Of the Weathers men living here since the town was incorporated,
Julie’s father had been an outlier. Younger by a fair shake compared
to his two brothers, and the only male in the family not to enter law
enforcement. He’d chosen logging instead, and had died in a chain-
saw accident. Julie sometimes saw her dad’s premature death as a
near-Grecian tragedy. Scandal and wrongdoing had undone the cops
in her family, and although her father had attempted to rebel, find
his own way, in the end he had been toppled too.

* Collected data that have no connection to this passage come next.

Issue #68, opened 2018-06-18
Stream Read/Write helpers for complex types


DanRStevens:
It is desirable to be able to save complex data using a compact notation such as:
```
stream.Write(someComplexValue);
```
However, there is no safe and general way to do this for any data type. In particular, an object with a virtual function table pointer should not be saved or loaded this way. Such saved/loaded objects don't work with relocatable code, and could be a big security concern otherwise. In general, it's of questionable use for data that may contain pointers, or other resource handles. That may be through explicit use of pointers, or implicit use of pointers such as by virtual functions and virtual function tables.

It is also questionable to use a generic method for data types of non-fixed size, as that creates compatibility issues between code compiled for 32-bit and for 64-bit. It may be permissible to allow non-fixed sized types, but perhaps result in a warning.

For simple fixed sized data types, such as `int8_t`, `int16_t`, `int32_t`, `int64_t`, and the corresponding unsigned types, it should be fine. Similarly, combining elements into a struct or array should also be fine.

The standard references things like [Aggregate](https://en.cppreference.com/w/cpp/language/aggregate_initialization) types, [Standard Layout](https://en.cppreference.com/w/cpp/named_req/StandardLayoutType) types, and [POD](https://en.cppreference.com/w/cpp/named_req/PODType) types. I think we want something similar, though the exact definition may vary from anything the standard specifies.

We might be able to piggyback off some of the type traits defined by the standard. For example: [`is_aggregate`](https://en.cppreference.com/w/cpp/types/is_aggregate), [`is_standard_layout`](https://en.cppreference.com/w/cpp/types/is_standard_layout), [`is_pod`](https://en.cppreference.com/w/cpp/types/is_pod), [`is_trivial`](https://en.cppreference.com/w/cpp/types/is_trivial), [`is_scalar`](https://en.cppreference.com/w/cpp/types/is_scalar), [`is_pointer`](https://en.cppreference.com/w/cpp/types/is_pointer). These can be combined with [**`enable_if`**](http://en.cppreference.com/w/cpp/types/enable_if).

This is getting to the limits of my knowledge of templates, but I believe I've seen code that variously used either `using` or `enable_if` to limit template instantiation to safe types. That should prevent unexpected behaviour from undesired or unintended template expansion.

----

[...]

PR #113, opened 2018-07-11
Add `Read`/`Write` template guard

DanRStevens:
This should prevent inappropriate expansions of the `Read`/`Write` template methods.

This is related to Issue #68. Still left to do is to provide helpers for common complex types, such as `std::vector`.

### DIFF
--- a/Streams/StreamReader.h
+++ b/Streams/StreamReader.h
@@ -1,6 +1,7 @@
 #pragma once
 
 #include <cstddef>
+#include <type_traits>
 
 class StreamReader {
 public:
@@ -11,7 +12,8 @@ public:
 	}
 
 	// Inline templated convenience methods, to easily read arbitrary data types
-	template<typename T> inline void Read(T& object) {
+	template<typename T>
+	inline std::enable_if_t<std::is_trivially_copyable<T>::value> Read(T& object) {
 		ReadImplementation(&object, sizeof(object));
 	}
 
--- a/Streams/StreamWriter.h
+++ b/Streams/StreamWriter.h
@@ -1,6 +1,7 @@
 #pragma once
 
 #include <cstddef>
+#include <type_traits>
 
 class StreamWriter {
 public:
@@ -11,7 +12,8 @@ public:
 	}
 
 	// Inline templated convenience methods, to easily write arbitrary data types
-	template<typename T> inline void Write(const T& object) {
+	template<typename T>
+	inline std::enable_if_t<std::is_trivially_copyable<T>::value> Write(const T& object) {
 		WriteImplementation(&object, sizeof(object));
 	}
 


DanRStevens:
Good to hear it's catching bad uses of the template with `vector` and `SeekableStreamReader`.

As for the other data types, you are correct, a `char*`, `vector.data()`, and `const void*` are all `is_trivially_copyable` types, with size equal to that of a pointer. Effectively, you are saving the pointer, not the pointed to data. Hence this is expected behaviour, given the code.

You're right though, about this being potentially confusing to new programmers. The above is why I wanted to explicitly disallow pointers. Although pointers are trivially copyable, they are generally useless in a file, and it's probably an error to write a pointer to a file. Hence, the earlier discussion about wanting something POD-like, but without pointers. That should now be trivially-copyable-like, but without pointers.

For now, I'm going to consider this close enough. At the very least, it's an improvement. Perhaps we can make some modifications in the future if we learn how `is_trivially_copyable` is implemented, and find a way to do similar, but exclude pointers and references.

----

Glad to see you noticed the `void` change. The reason why is interesting. It's how the `enable_if` template works, using SFINAE (Substitution Failure Is Not An Error).

If the parameter to `enable_if` is `true`, the expression `std::enable_if_t<std::is_trivially_copyable<T>::value>` evaluates to `void`. If the parameter to `enable_if` is `false`, the expression `std::enable_if_t<std::is_trivially_copyable<T>::value>` evaluates to `` (the empty string). As the empty string produces invalid code (a function with no return type), it's considered a substitution failure, and so removes the template from consideration for overload resolution. In particular, this sort of syntax error is not a failure, and so the compiler does not abort compiling.

If you need a type other than `void`, you can specific it after the test expressions. For example, here the expression would evaluate to `int` if the test expression is true, and the empty string otherwise:
```
std::enable_if_t<std::is_trivially_copyable<T>::value, int>
```

DanRStevens:
There is now a merge conflict here, due to the merging of the branch that normalized CRLF to master.

Interestingly, the majority of all my files appear to have LF endings.

I'd like to merge this without upsetting the line ending normalization, though I'm a little uncertain what is going on. This may be a tomorrow problem.

Brett208:
Well, I'm guessing the 11 files that I fixed in the include branch merge should be giving you trouble. If you notice more than those 11 files, then something else is going on. 

I'm going to try to submit moving the src code soon. Maybe the best call is just to reapply this branch and the ReadPartial after that branch is merged (or base them off that branch).

Sorry if it was my fault in the first place on all the line ending shenanigans.

-Brett

DanRStevens:
After investigating the line ending changes, it appears they are not normalized across the project. As such I'm not going to worry about it too much.

I got a bit lost trying to figure out what was going on with the line ending changes, and how to deal with the conflicts while merging this in. Somewhere along the way I rebased the changes on top of the new head of master. I'm just going to go with that, and stop worry about this. I forced pushed to this branch as an easy way to get it back into a known working state.

PR #115, opened 2018-07-12
Add template methods to Read/Write vector objects

DanRStevens:


DanRStevens:
Thanks for the testing and code update

PR #118, opened 2018-07-14
Add CMake Project Generation

Brett208:
I am generating the new Visual Studio project via CMake into the directory VisualStudio. I added the directory VisualStudio to .gitignore for this purpose, although others can use whatever directory they want.

There are 2 Visual Studio specific parts right now:
 - Setting /MT and /MTd to ensure the library compiles in a static link
 - Adding filters to the Visual Studio project since Visual Studio decided to support virtual folders instead of the real thing.

I'm unsure if these lines need to be prevented from running on Linux. I suspect they may do nothing though for a makefile generation.

Coupling this with a CMake file for OP2Archive, I have an OP2Archive solution generating on Windows that brings in OP2Utility and compiles into a successful executable, all starting from CMake. 

For Visual Studio users, it adds 4 default build configurations. I would highly recommend only using Debug and RelWithDebugInfo. Using Release or RelMinSize means no PDB file will be generated for debugging, which is likely not what is desired. Losing these files would hinder local debugging of release builds before they are actually released and attempting to debug a release build that has been released for a long time.

For now, we can leave the makefile and Visual Studio project files in the code. They should probably be removed once everything is smooth and comfortable though.

-Brett

### DIFF
--- a/CMakeLists.txt
+++ b/CMakeLists.txt
@@ -67,6 +67,10 @@ add_library(OP2Utility STATIC "${SOURCE_CODE}" "${EXTERNAL_HEADERS}")
 
 target_include_directories(OP2Utility PUBLIC ${CMAKE_CURRENT_LIST_DIR}/include)
 
+IF (NOT MSVC) #stdc++fs creates a LNK1104 on Visual Studio 2017
+target_link_libraries(${PROJECT_NAME} stdc++fs)
+ENDIF()
+
 # Set Visual Studio to using static code generation in all default Cmake generated configurations
 set(CMAKE_CXX_FLAGS_RELEASE "${CMAKE_CXX_FLAGS_RELEASE} /MT")
 set(CMAKE_CXX_FLAGS_MINSIZEREL "${CMAKE_CXX_FLAGS_RELEASE} /MT")


DanRStevens:
Ok, I gave it a try on Linux, and was able to produce an executable. I needed to add a few settings to the CMakeLists.txt file to get the required compiler flags.

Useful reading:
[How to Activate C++11 in CMake](https://stackoverflow.com/questions/10851247/how-to-activate-c-11-in-cmake)  (We actually need C++14)
[Build project with "experimental/filesystem" using CMake](https://stackoverflow.com/questions/44476810/build-project-with-experimental-filesystem-using-cmake)

Additionally, we might want to use one of these:
[CXX_STANDARD_REQUIRED](https://cmake.org/cmake/help/v3.1/prop_tgt/CXX_STANDARD_REQUIRED.html)
[target_compile_features()](https://cmake.org/cmake/help/v3.1/command/target_compile_features.html)

Some additional info which I skimmed:
[Enabling C++11 And Later in CMake](https://crascit.com/2015/03/28/enabling-cxx11-in-cmake/)

I was able to compile with the modified files.

Issue #109, opened 2018-07-06
Implement ClmFile::OpenSeekableStreamReader


Brett208:
Currently, the function OpenSeekableStreamReader is only implemented on VolFile. The challenge in ClmFile is that the required header file for the music track is contained in a separate location than the body and must be read first. 

Also, some work is currently done on the header when it is extracted to create a legitimate file. So, it is not a simple read from header first, then read from body problem. (This work on the header might be avoidable if we change how the header is structured and loaded into the ClmFile, but I haven't spent any thought on it).

```std::unique_ptr<SeekableStreamReader> ClmFile::OpenSeekableStreamReader(int fileIndex)```

I would propose as a solution: 
 1. Write the entire music track into a memory buffer by constructing the header and body together.  
 2. Load the new buffer into a MemoryStreamReader
 3. Pass the MemoryStreamReader out as a unique_ptr for consumption

The code to construct the stream would parallel (maybe reuse most of) the code required when extracting a single music file. 

-Brett

DanRStevens:
I'm not sure we want `OpenSeekableStreamReader` to produce a stream identical to a .wav file. It might make more sense to produce a stream equivalent to the contents of the data section of a .wav file. That is, a stream of PCM data. A WaveReader class might produce the same from a .wav file for going the other direction. If you want to build a .wav file from CLM output, you slap the appropriate headers onto it, and then dump the PCM stream contents.

I suppose this highlights another area for expansion of the stream library. Concatenating multiple streams together. That would be one way of building a .wav file from a header and a PCM data stream. Though, I don't think that is strictly necessary. Extract code can just manually write a header before copying the PCM stream to the output.

I think we can extract .wav data from a CLM without doing a full memory load of the PCM data, and it shouldn't be too difficult to accomplish. Especially not once we merge in code to copy data from one stream to another.

Oh, and we should probably rename `OpenSeekableStreamReader`. It's a bit wordy, and it's just naming a data type. Instead, we should describe what it does, or what the returned data represents. Perhaps `OpenPcmStream` (recommended), or `OpenWaveStream` (not recommended).

Brett208:
Good point that OpenSeekableStreamReader is a poor name. OpenSeekableStreamReader is an inherited function from ArchiveUnpacker. We would have to destroy the virtual function to name it something music file specific as suggested. How about OpenPackedFileStream?

[...]

Issue #102, opened 2018-06-30
Allow for extracting a file from an archive by referencing its internal filename only


Brett208:
Currently a user must use the internal filename to determine the file's index and then pass the index to extract the file. This should be accomplished by one call to the library.

DanRStevens:
Hmm, I think I'd be willing to accept one-liner as opposed to one-call.

As it stands, it feels like we have too many virtual functions, some being simple glue for the others. I'm wondering if we should reduce the number of virtual methods, and instead replace some with small inline methods? That might not be very interface like, but it seems to make more sense.

This is all just thinking out loud. I may change my mind on this.

PR #121, opened 2018-07-20
Improve archive unpacker extraction functions

Brett208:
Closes issue #109 
Closes issue #102 

Will need to followup with OP2Archive to reduce code using new ArchiveUnpacker::ExtractFile function overload.

### DIFF
--- a/src/Archives/ArchiveUnpacker.h
+++ b/src/Archives/ArchiveUnpacker.h
@@ -23,7 +23,7 @@ namespace Archives
 
 		virtual std::string GetInternalFilename(int index) = 0;
 		// Returns -1 if internalFilename is not present in archive.
-		virtual int GetInternalFileIndex(const std::string& internalFilename) = 0;
+		int GetInternalFileIndex(const std::string& internalFilename);
 		virtual uint32_t GetInternalFileSize(int index) = 0;
 		virtual void ExtractFile(int fileIndex, const std::string& pathOut) = 0;
 		void ExtractFile(const std::string& internalFilename, const std::string& pathOut);
--- a/src/Archives/ArchiveUnpacker.h
+++ b/src/Archives/ArchiveUnpacker.h
@@ -26,6 +26,7 @@ namespace Archives
 		virtual int GetInternalFileIndex(const std::string& internalFilename) = 0;
 		virtual uint32_t GetInternalFileSize(int index) = 0;
 		virtual void ExtractFile(int fileIndex, const std::string& pathOut) = 0;
+		void ExtractFile(const std::string& internalFilename, const std::string& pathOut);
 		virtual void ExtractAllFiles(const std::string& destDirectory);
 		virtual std::unique_ptr<SeekableStreamReader> OpenSeekableStreamReader(const std::string& internalFilename) = 0;
 		virtual std::unique_ptr<SeekableStreamReader> OpenSeekableStreamReader(int fileIndex) = 0;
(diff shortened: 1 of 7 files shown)


src/Archives/ClmFile.cpp
```diff
@@ -112,7 +112,11 @@ namespace Archives
 	{
 		CheckPackedFileIndexBounds(fileIndex);
 
-		throw std::logic_error("OpenStream not yet implemented for Clm files.");
+		FileSliceReader reader = clmFileReader.Slice(
+			indexEntries[fileIndex].dataOffset,
+			indexEntries[fileIndex].dataLength);
+
+		return std::make_unique<FileSliceReader>(reader);
```
DanRStevens: I'm wondering if there are performance consequences of this, and if the result of `Slice` should be stored immediately into such a variable, or even constructed as part of the return statement. I'm guessing there are a few constructor and copy constructor calls.

src/Archives/ArchiveUnpacker.h
```diff
@@ -23,7 +23,7 @@ namespace Archives
 
 		virtual std::string GetInternalFilename(int index) = 0;
 		// Returns -1 if internalFilename is not present in archive.
-		virtual int GetInternalFileIndex(const std::string& internalFilename) = 0;
+		int GetInternalFileIndex(const std::string& internalFilename);
```
DanRStevens: Why was `virtual` removed?

src/Archives/ArchiveUnpacker.h
```diff
@@ -20,15 +20,16 @@ namespace Archives
 		uint64_t GetVolumeFileSize() { return m_ArchiveFileSize; };
 		int GetNumberOfPackedFiles() { return m_NumberOfPackedFiles; };
 		bool ContainsFile(const std::string& filename);
+		// Returns -1 if internalFilename is not present in archive.
+		int GetInternalFileIndex(const std::string& internalFilename);
+		void ExtractFile(const std::string& internalFilename, const std::string& pathOut);
```
DanRStevens: This is one of those base classes where I had a mix of virtual methods with non-virtual methods, and a handful of member variables. I kind of regretted some aspects of the design later. As a note for going forward, my design of this base class might not be such a great example to base future code on.

In terms of the current changes, you seem to have done a pretty decent job with the breakdown of what should be virtual and what should be non-virtual. As much as the original implementation still worries me, I think I actually agree with what you've done here.

src/Archives/ClmFile.cpp
Brett208: I didn't create the slice inside the make_unique call because it was making the line of code long and more difficult to understand. So readability drove the separation. If there are performance concerns, we can combine it, as it wouldn't be too hard to read.

src/Archives/ArchiveUnpacker.h
Brett208: I think virtual classes are a fine solution in this case. It was more the multiple inheritance of 2 virtual classes into ArchiveFile I was/am unsure about.

Brett208:
Thank you for the quick review of the code and the compliments on the work.

-Brett

DanRStevens:
I'm going to go ahead and merge this.

The two points above don't really have a recommended change. The first one might require some investigation to see if there is any performance impact due to multiple copies of the object being constructed. The performance impact is minimal, if any. The second point was more about design considerations. I am somewhat concerned about mixing non-virtual methods into the base class, which is otherwise mostly virtual methods. Though it's done in such a way that the non-virtual methods delegate all significant work to the virtual methods. I think I can live with that, and it matches the use of template methods in the stream design.

As such, I think this PR is complete.

PR #122, opened 2018-07-20
Set CMake standard required setting

DanRStevens:
Without the standard required setting, CMake can try to fall back to previous versions of C++. We explicitly use C++14 features though, so the code would fail to compile under earlier standards.

The reason for this setting seems to be the default standard on Linux is an older one, with new features and updates needing to be explicitly enabled. Hence code does not compile using the latest updates unless it is explicitly requested. This does not always mean code needs the latest features to compile.

Also modified the spacing on `set` to match other instances.

### DIFF
--- a/CMakeLists.txt
+++ b/CMakeLists.txt
@@ -2,7 +2,8 @@ cmake_minimum_required(VERSION 3.1 FATAL_ERROR)
 
 project("OP2Utility")
 
-set (CMAKE_CXX_STANDARD 14)
+set(CMAKE_CXX_STANDARD 14)
+set(CMAKE_CXX_STANDARD_REQUIRED ON)
 
 # https://cmake.org/cmake/help/v3.12/command/file.html
 # CMake documentation recommends not collecting all source files using a GLOB


Brett208:
This seems like a good change to me. VS2017 assumes use of C++14 so I hadn't thought about it.

@DanRStevens what do you think about adding these lines to the OP2Archive CMakeLists.txt script as well to indicate that project is using C++11/14 features as well? My intention is to default to default using C++11/14 features in OP2Archive and OP2MapImager. For OP2Utility, I'd also like to default to using C++11/14 with the addition of C++17 filesystem.

I haven't actually checked to see if OP2Archive actually contains any C++14 calls, but I would like to make it available by default for future development if that makes sense?

DanRStevens:
I think the other projects should be updated as well. I agree about assuming C++14 features being available. By virtue of those projects depending on this library, you can expect them to have a C++14 capable compiler available. Further, we've used a few C++14 features in the header files which are imported by the other projects, so they should now require C++14 to compile.

I'll make some updates and test with the other projects.

PR #127, opened 2018-07-22
Implement stream copy

### LINKED ISSUE #84: Allow for automatic writing from an existing stream

DanRStevens:
Allow a StreamWriter to Write the entire contents from a StreamReader.

I think this is sufficient to close #84.

My first concern is the design. As implemented, it adds a dependency on StreamReader to the StreamWriter class. I generally like to avoid this, but it seems reasonable here.

It would be nice to start adding unit tests to the library. These kind of changes get a bit difficult and tedious to check manually. The current code compiles, but I haven't run it on anything.


Brett208:
Thanks for writing this. I'll test it by hooking it to ClmFile and VolFile. I'm not sure if I'll have time to complete testing today though.

Are you planning to implement a version that consumes an entire stream and/or handles reads past the end of the stream as an exception? This one seems more in line with the ReadPartial solution.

She unlatched her seat belt, which had imprinted a band of sweat
across her shirt. Tim had powered both windows down, and it’d felt
cool enough as he drove along at a good clip, but now the air grew
swampy and hot.
“It’s not the loss that kills you,” Tim said.
She looked at him sharply, and he lifted both hands off the
steering wheel, flattening his palms. A gesture of retreat, of
surrender. But then he went on. “It’s the guilt. I see it all the time on
the job. Guilt makes it so there are at least two deaths for every
one.”
Julie’s nose plugged solid with tears.
“But I can’t imagine less reason for guilt than you have, Jules.
There was just nothing you did wrong. Not one goddamned thing.”